**Data records:**
=== Begin Enclosure ===
PR #2658, opened 2021-12-19
Fixed activation of root advancement.

Ayutac:
Fixed activation of root advancement.

### DIFF
--- a/src/main/java/techreborn/init/TRContent.java
+++ b/src/main/java/techreborn/init/TRContent.java
@@ -374,6 +374,8 @@ public class TRContent {
 	private final static Map<Ores, Ores> deepslateMap = new HashMap<>();
 
 	public enum Ores implements ItemConvertible {
+		// when changing ores also change data/techreborn/tags/items/ores.json for correct root advancement display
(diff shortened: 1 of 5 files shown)


Technici4n (changes requested):
The tag changes should be done in datagen, not manually.

modmuss50:
The data gen setup needs redoing, for now just continue with the jsons.

Ayutac:
> The tag changes should be done in datagen, not manually.

Then that should be commented instead once the redoing is done. It's important people know when changes in a certain area imply changes needed elsewhere.

modmuss50 (approved):
I wouldn’t worry about data gen too much now.

Technici4n:
> It's important people know when changes in a certain area imply changes needed elsewhere.

The whole point of moving to datagen is so that the changes only need to be done in one place...

Ayutac:
> The whole point of moving to datagen is so that the changes only need to be done in one place...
=== End Enclosure ===
**What you are asked to do:**
What lines in the data include the string "should"? Copy each one.

**Result:**
The tag changes should be done in datagen, not manually.
> The tag changes should be done in datagen, not manually.
Then that should be commented instead once the redoing is done. It's important people know when changes in a certain area imply changes needed elsewhere.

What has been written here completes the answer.